> **Task description**
Print the records below word for word, beginning with the first line and ending once the line containing "Closes #1260." is printed.

(Dataset entries)
PR #1324, opened 2023-10-25
Improve the code style in HTTP server

### LINKED ISSUE #1260: Code style improvements in HTTP server code
As discussed in [this comment](https://github.com/CARTAvis/carta-backend/pull/1240#discussion_r1181267458) and [this comment](https://github.com/CARTAvis/carta-backend/pull/1240#discussion_r1181269702), the object types passed as function parameters should be enum values rather than string literals, and schema URLs should be looked up in an unordered map with object types as keys.

markccchiang:
**Description**

Closes #1260.

To avoid the magic hardcoded strings, I think replacing them with global const string variables is good enough. Applying new enum values, we may need an additional map that transfers the enum to string, which is inefficient. If my understanding is correct (?)

No.

All tests should not be affected.

**Checklist**

### DIFF
--- a/src/HttpServer/HttpServer.cc
+++ b/src/HttpServer/HttpServer.cc
@@ -72,16 +72,23 @@ void HttpServer::RegisterRoutes() {
         app.put("/api/database/preferences", [&](auto res, auto req) { HandleSetPreferences(res, req); });
         app.del("/api/database/preferences", [&](auto res, auto req) { HandleClearPreferences(res, req); });
 
-        std::vector<std::string> object_types = {LAYOUT, SNIPPET, WORKSPACE};
-        for (const auto& object_type : object_types) {
-            app.get(fmt::format("/api/database/list/{}s", object_type),
-                [&](auto res, auto req) { HandleGetObjectList(object_type, res, req); });
-            app.get(fmt::format("/api/database/{}s", object_type), [&](auto res, auto req) { HandleGetObjects(object_type, res, req); });
-            app.get(
-                fmt::format("/api/database/{}/:name", object_type), [&](auto res, auto req) { HandleGetObject(object_type, res, req); });
-            app.put(fmt::format("/api/database/{}", object_type), [&](auto res, auto req) { HandleSetObject(object_type, res, req); });
-            app.del(fmt::format("/api/database/{}", object_type), [&](auto res, auto req) { HandleClearObject(object_type, res, req); });
-        }
+        app.get(fmt::format("/api/database/list/{}s", LAYOUT), [&](auto res, auto req) { HandleGetObjectList(LAYOUT, res, req); });
+        app.get(fmt::format("/api/database/{}s", LAYOUT), [&](auto res, auto req) { HandleGetObjects(LAYOUT, res, req); });
+        app.get(fmt::format("/api/database/{}/:name", LAYOUT), [&](auto res, auto req) { HandleGetObject(LAYOUT, res, req); });
+        app.put(fmt::format("/api/database/{}", LAYOUT), [&](auto res, auto req) { HandleSetObject(LAYOUT, res, req); });
+        app.del(fmt::format("/api/database/{}", LAYOUT), [&](auto res, auto req) { HandleClearObject(LAYOUT, res, req); });
+
+        app.get(fmt::format("/api/database/list/{}s", SNIPPET), [&](auto res, auto req) { HandleGetObjectList(SNIPPET, res, req); });
+        app.get(fmt::format("/api/database/{}s", SNIPPET), [&](auto res, auto req) { HandleGetObjects(SNIPPET, res, req); });
+        app.get(fmt::format("/api/database/{}/:name", SNIPPET), [&](auto res, auto req) { HandleGetObject(SNIPPET, res, req); });
+        app.put(fmt::format("/api/database/{}", SNIPPET), [&](auto res, auto req) { HandleSetObject(SNIPPET, res, req); });
+        app.del(fmt::format("/api/database/{}", SNIPPET), [&](auto res, auto req) { HandleClearObject(SNIPPET, res, req); });
+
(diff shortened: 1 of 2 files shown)


confluence:
When I made the enum suggestion I didn't realise that C++ did not have an enum type with string values -- I'm happy to drop the enum idea and continue using strings. However, I have more specific remarks about how this code should be modified.

src/HttpServer/HttpServer.cc
```diff
@@ -24,7 +24,13 @@ using json = nlohmann::json;
 
 namespace carta {
 
-const std::string success_string = json({{"success", true}}).dump();
+const std::string SUCCESS_STRING = json({{"success", true}}).dump();
```
confluence, line 27: This is unnecessary and should be reverted. While this is repeated across multiple functions, we don't abstract away other kinds of responses, and it's more readable to keep this directly in the functions.

src/HttpServer/HttpServer.cc
```diff
@@ -54,39 +60,41 @@ HttpServer::HttpServer(std::shared_ptr<SessionManager> session_manager, fs::path
 void HttpServer::RegisterRoutes() {
     uWS::App& app = _session_manager->App();
 
+    const std::string scripting("/api/scripting/action");
```
confluence: This is unnecessary and should be reverted.

src/HttpServer/HttpServer.cc
```diff
@@ -54,39 +60,41 @@ HttpServer::HttpServer(std::shared_ptr<SessionManager> session_manager, fs::path
...
     if (_enable_scripting) {
-        app.post("/api/scripting/action", [&](auto res, auto req) { HandleScriptingAction(res, req); });
+        app.post(scripting, [&](auto res, auto req) { HandleScriptingAction(res, req); });
     } else {
-        app.post("/api/scripting/action", [&](auto res, auto req) { NotImplemented(res, req); });
+        app.post(scripting, [&](auto res, auto req) { NotImplemented(res, req); });
     }
 
+    const std::string database("/api/database/");
```
confluence: This is unnecessary and should be reverted. The repetition problem in this block of code is not the repetition of this string (and substituting concatenation with a variable is also repetitive -- the concatenation just makes it slightly harder to read).

The problem is that identical code is repeated for the three object types, and that is what should be eliminated. Please use a foreach loop over `LAYOUT`, `SNIPPET` and `WORKSPACE` to combine the three blocks of routes for objects into one, and please use `fmt::format` for the concatenation. So for example the first line would read `app.get(fmt::format("/api/database/list/{}s", object_type), [&](auto res, auto req) { HandleGetObjectList(object_type, res, req); });` (assuming you use `object` as your loop variable, like you did below).

confluence (changes requested):

src/HttpServer/HttpServer.cc
```diff
@@ -25,6 +25,12 @@ using json = nlohmann::json;
 namespace carta {
 
 const std::string success_string = json({{"success", true}}).dump();
```
confluence: My mistake; I didn't see that this was already a global variable and you just capitalised the name. In my original comment I suggested that this value should be used directly inside the functions -- so instead of `res->end(success_string)` we would use `res->end(json({{"success", true}}).dump())`. But now that I write that out, I think that it looks cleaner to keep this as a const variable, and you were correct to capitalise it (that's a more consistent style for constants). I apologise for the confusing feedback! Please restore the capitalisation.

confluence (approved):

confluence:
Looks good to me. Added @kswang1029 as a reviewer, for testing.

markccchiang:
Looks like we can not register the routes using a loop, otherwise, it will fail when executing the command `/carta_backend --frontend_folder /Users/path/to/carta-frontend/build --port 3002 --omp_threads 8 --debug_no_auth --no_browser --verbosity 5`. I am wondering if it is related to the life circle of the handler functions. @confluence do you have any ideas?

markccchiang:
> Looks like we can not register the routes using a loop, otherwise, it will fail when executing the command `/carta_backend --frontend_folder /Users/path/to/carta-frontend/build --port 3002 --omp_threads 8 --debug_no_auth --no_browser --verbosity 5`. I am wondering if it is related to the life circle of the handler functions. @confluence do you have any ideas?

I guess this may be due to the interpretation of the code during the compiling time. The argument variable in the handler function has to be global. Otherwise, the registered handler function will not be valid and fail to open the frontend. @kswang1029 could you please check again if the problem is solved? Thank you!

confluence:
@markccchiang what error did you get with the previous version of the code? I can't reproduce it here (and valgrind isn't reporting any issues either). This could be a difference between compilers.

I agree that it has to do with the lifetime of the `object_type` variable. The lambdas are executed after the `RegisterRoutes` function has exited, so any objects defined in the function's scope have been destroyed. Your original `object_type` was a reference to a value in a vector defined in the function scope. This variable doesn't have to be global, but it does have to outlive the execution of the function. I believe that you could also have fixed this by explicitly capturing the variable by copy in all of the lambdas, but I think that the current code is fine -- using the existing map keys instead of repeating the strings is cleaner.

kswang1029 (approved):
@markccchiang with the new solution, it works nicely. No regression from e2e tests.

markccchiang:
> @markccchiang what error did you get with the previous version of the code? I can't reproduce it here (and valgrind isn't reporting any issues either). This could be a difference between compilers.
> 

@confluence with my Mac compiler I got an error message when opening the frontend by the command `/carta_backend --frontend_folder /Users/path/to/carta-frontend/build ...` like this:

Screenshot 2023-10-31 at 13 39 44

This was first found by @kswang1029. It was also found on a specific computer when opening the CARTA v4.0 electron app (with the dev branch). Not sure if it is related to the same root cause of the problem.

> **Result of the exercise**
PR #1324, opened 2023-10-25
Improve the code style in HTTP server

### LINKED ISSUE #1260: Code style improvements in HTTP server code
As discussed in [this comment](https://github.com/CARTAvis/carta-backend/pull/1240#discussion_r1181267458) and [this comment](https://github.com/CARTAvis/carta-backend/pull/1240#discussion_r1181269702), the object types passed as function parameters should be enum values rather than string literals, and schema URLs should be looked up in an unordered map with object types as keys.

markccchiang:
**Description**

Closes #1260.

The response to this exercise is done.